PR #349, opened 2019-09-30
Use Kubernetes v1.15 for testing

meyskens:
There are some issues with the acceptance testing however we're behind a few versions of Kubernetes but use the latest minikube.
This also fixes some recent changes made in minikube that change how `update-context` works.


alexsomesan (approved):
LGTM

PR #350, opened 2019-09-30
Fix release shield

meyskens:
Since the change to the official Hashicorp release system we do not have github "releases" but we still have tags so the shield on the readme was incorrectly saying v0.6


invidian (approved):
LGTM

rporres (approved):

● **DIRECTIONS**: Every line above that holds "shield" should be copied out.

● **SOLVED PROBLEM**:
Fix release shield
Since the change to the official Hashicorp release system we do not have github "releases" but we still have tags so the shield on the readme was incorrectly saying v0.6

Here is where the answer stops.